Materials and Methods

This prospective study enrolled 20 subjects (15 men, 5 women; mean age 70.0 y ± 7.4 [SD]; range, 60–80 y) with malignant unresectable bone tumors. The maximum mean tumor diameter was 5.5 cm ± 2.0 (range, 3.1–10.0 cm). Two to three RF electrodes were placed into each bone tumor. Real-time CT fluoroscopic guidance was used with a multiple-electrode switching system. The primary endpoint was safety, as evaluated by Common Terminology Criteria for Adverse Events, until 12 months after bone RF ablation. As secondary endpoints, pain relief was evaluated by visual analog scale (VAS) scores before and 1 week after RF ablation; tumor response, by contrast-enhanced magnetic resonance imaging studies until 4 weeks after bone RF ablation; and survival, by Kaplan-Meier method.

Results

No adverse event was found in 19 of 20 patients (95%). Grade 2 fever occurred in 1 patient (5%; 1/20). VAS scores decreased by ≥ 2 in 11 of 13 patients (84.6%) who had painful bone tumors.

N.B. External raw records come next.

PR #2221, opened 2025-10-22
chore: run ff build script without sudo when BUILD_NOSUDO=true

alecdwm:
Changesets is going to complain about missing one, but I think we can ignore it - I only made a small change to `tsconfig.json` to remove an error from vscode


0xKheops (approved):
LGTM!

PR #2227, opened 2025-10-30
fix: clear rpc cache when a network is modified

0xKheops:
makes it so the new RPC order is applied instantly after editing a network


alecdwm (approved):
LGTM

PR #2246, opened 2025-11-10
fix: disappearing balances if fetch error

0xKheops:
fixes an issue occuring on balance modules that poll/fetch balances instead of subscribing (erc20, hydration, bittensor dtao, etc)

in case the RPC call that fetches balances fails, the balance provider will now return the previous balances from storage, marked as stale, instead of considering there is no more balance.

=> balances shouldn't randomly disappear from portfolio anymore


alecdwm (approved):
<div align="center">

excellent

</div>

PR #2247, opened 2025-11-10
feat: deprecate azns on chain ids

0xKheops:
- deprecates azns in `@talismn/on-chain-ids`
- updated `@talismn/on-chain-ids` dependencies to be minimal (removed @polkadot/*, @azns/*, and @talismn/balances)


alecdwm (approved):
Awesome 😎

Tumor response (complete or partial response) was achieved in 16 of 18 patients (88.9%) who underwent follow-up imaging studies. The 1-year overall survival rate was 60.9%, and the median survival time was 14.1 months.

Conclusions

Bone RF ablation using this system is safe and achieves local tumor control and pain relief in patients with large bone tumors.